The actual code that runs into problem is like the following:

s = mol.max_buf_size
Threads.@threads for ijkl = 1 : nbas^4
    t1, l = divrem(ijkl-1, nbas)
    t2, k = divrem(t1, nbas)
    i, j = divrem(t2, nbas)
    shells = get!(()-> Cint[0, 0, 0, 0], task_local_storage(), :shell)::Vector{Cint}
    shells[1] = i; shells[2] = j; shells[3] = k; shells[4] = l
    is, ie, ni = _get_sen(i+1, mol)
    js, je, nj = _get_sen(j+1, mol)
    ks, ke, nk = _get_sen(k+1, mol)
    ls, le, nl = _get_sen(l+1, mol)
    buf = get!(()-> zeros(s, s, s, s), task_local_storage(), :cache)::Array{Float64, 4}
    buf .= 0.0
    ccall(
        (:cint2e_sph, lib_int()), Cint,
        (
            Ptr{Cdouble}, Ptr{Cint}, Ptr{Cint}, Cint, Ptr{Cint}, Cint, Ptr{Cdouble}, Ptr{Any}
        ),
        buf, shells, mol.atm, mol.geo.n_atoms, mol.bas, nbas, mol.env, C_NULL
    )
    inte[is:ie, js:je, ks:ke, ls:le] .+= reshape(view(buf, 1:ni*nj*nk*nl), ni, nj, nk, nl)
end

Yes, many threads may write to the same array inte at the same time, but it can be promised that they will write to different parts.
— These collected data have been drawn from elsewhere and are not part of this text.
PR #664, opened 2024-06-04
Feat: Add close function to the main SDK.

### LINKED ISSUE #663: getCurrentHub: Incorrect deprecation notice?
Hey all!

I'm currently trying to close the Sentry connection on runtime whenever we detect an app update is available and the user has been prompted. As I'm lead to believe the current way to do so is as below, however, this prompts a deprecation notice to use `Sentry.getClient()` instead. This method does not exist, thus it seems this deprecation notice is incorrect.

```js
Sentry.getCurrentHub().getClient().close(0); // deprecated, but works
Sentry.getClient().close(0); // Sentry.getClient is not a function
```

 In contrast it does seem to work correctly when trying to close a Vue-specific instance of Sentry. In other words, this following prompts (correctly) to use the alternative:

```js
SentryVue.getCurrentHub().getClient().close(0); // deprecated, but works
SentryVue.getClient().close(0); // works just fine
```

While having to go through this many hoops to simply disable Sentry seems like a drag, that is a separate issue, though I would like to know whether this is correct, or whether only `Sentry` or `SentryVue` needs to be closed.

I'm currently using the following Sentry-relevant packages:

```json
"@sentry/capacitor": "0.18.0",
"@sentry/vite-plugin": "2.18.0",
"@sentry/vue": "7.114.0",
```

lucas-zimerman:
This PR exposes the close function that closes the client and the native layer.

Minor changes:

# Sample
* Removed deprecated flags from the latest samples.
* Added a button to call the close function.
Closes #663

### DIFF
--- a/src/wrapper.ts
+++ b/src/wrapper.ts
@@ -279,14 +279,19 @@ export const NATIVE = {
   /**
    * Closes the Native Layer SDK
    */
-  closeNativeSdk(): Promise<void> {
-    if (!this.enableNative || !this.isNativeClientAvailable()) {
+   closeNativeSdk(): Promise<void> {
+    if (!this.enableNative) {
+      // Only log and avoid rejecting.
+      logger.debug(this._DisabledNativeError);
       return Promise.resolve();
     }
+    if (!this.isNativeClientAvailable()) {
+      throw this._NativeClientError;
+    }
 
-    return SentryCapacitor.closeNativeSdk().then(() => {
-      this.enableNative = false;
-    });
+     return SentryCapacitor.closeNativeSdk().then(() => {
+       this.enableNative = false;
+     });
   },
 
 
--- a/src/wrapper.ts
+++ b/src/wrapper.ts
@@ -275,6 +275,21 @@ export const NATIVE = {
     SentryCapacitor.clearBreadcrumbs();
   },
 
+
+  /**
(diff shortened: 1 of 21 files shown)


test/wrapper.test.ts
```diff
@@ -625,4 +626,14 @@ describe('Tests Native Wrapper', () => {
       expect(SentryCapacitor.fetchNativeDeviceContexts).not.toBeCalled();
     });
   });
+
+  describe('closeNativeSdk', () => {
```
krystofwoldrich, line 630: The current test looks good. Let's add one more for two calls after each other, to ensure this won't throw in future.

src/wrapper.ts
```diff
@@ -275,6 +275,21 @@ export const NATIVE = {
...
   },
 
+
+  /**
+   * Closes the Native Layer SDK
+   */
+  closeNativeSdk(): Promise<void> {
+    if (!this.enableNative || !this.isNativeClientAvailable()) {
+      return Promise.resolve();
+    }
```
krystofwoldrich, line 285: Let's split this into two if's and add logger to log out the information why close on native was not called.

krystofwoldrich:
Thank you looks good, I just have two small nits.

krystofwoldrich (approved):
LG 🚀 Thank you!

PR #727, opened 2024-09-09
fix:remove old dependencies

lucas-zimerman:
This PR removes version check for dependencies that no longer exists on V8

#skip-changelog


krystofwoldrich (approved):
LGTM 🚀

PR #728, opened 2024-09-09
fix: wrong pod lock files version

lucas-zimerman:
Fix pod lock with the wrong version, should only impact CI builds.

#skip-changelog.


krystofwoldrich (approved):
LGTM 🚀

PR #109, opened 2026-03-05
fix: add openai-oauth case to agent proxy LLM provider

tps-anvil:
The agent package's `completeViaProxy()` only had cases for `anthropic`, `claude-oauth`, and `openai`. The `openai-oauth` provider fell through to the default `throw` — causing `tps agent run --id ember` to fail with "Proxy not supported for provider: openai-oauth".

Fix: add `openai-oauth` to the `openai` case, routing to `/proxy/openai-oauth/v1/chat/completions`. Response parsing already handles OpenAI format as the fallback — no changes needed.

510 pass / 0 fail


tps-flint (approved):
OpenAI OAuth provider routing fix. CI green.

I’ve print the address of buf, and found a strange thing in the non-function approach. For most of the time, the address of buf in one thread will keep the same during the loop, and each thread will have an individual address. Occasionally, one thread will happen to use the buf of another thread, which results in completely wrong results.

This peculiar behaviour may explain another fact that astonishes me even more. I’ve try to use a new array as the buf each time, with the code like the following, but the assertion in the code may fail:

s = mol.max_buf_size
Threads.@threads for ijkl = 1 : nbas^4
    t1, l = divrem(ijkl-1, nbas)
    t2, k = divrem(t1, nbas)
    i, j = divrem(t2, nbas)
    shells = get!(()-> Cint[0, 0, 0, 0], task_local_storage(), :shell)::Vector{Cint}
    shells[1] = i; shells[2] = j; shells[3] = k; shells[4] = l
    is, ie, ni = _get_sen(i+1, mol)
    js, je, nj = _get_sen(j+1, mol)
    ks, ke, nk = _get_sen(k+1, mol)
    ls, le, nl = _get_sen(l+1, mol)
    buf = zeros(ni, nj, nk, nl)
    buf .= 0.0
    ccall(
        (:cint2e_sph, lib_int()), Cint,
        (
            Ptr{Cdouble}, Ptr{Cint}, Ptr{Cint}, Cint, Ptr{Cint}, Cint, Ptr{Cdouble}, Ptr{Any}
        ),
        buf, shells, mol.atm, mol.geo.n_atoms, mol.bas, nbas, mol.env, C_NULL
    )
    @assert length(buf) == ni * nj * nk * nl
    inte[is:ie, js:je, ks:ke, ls:le] .+= buf
end

If a thread may sometimes use the buf of another thread, then the size will of course dismatch. But why will it happen?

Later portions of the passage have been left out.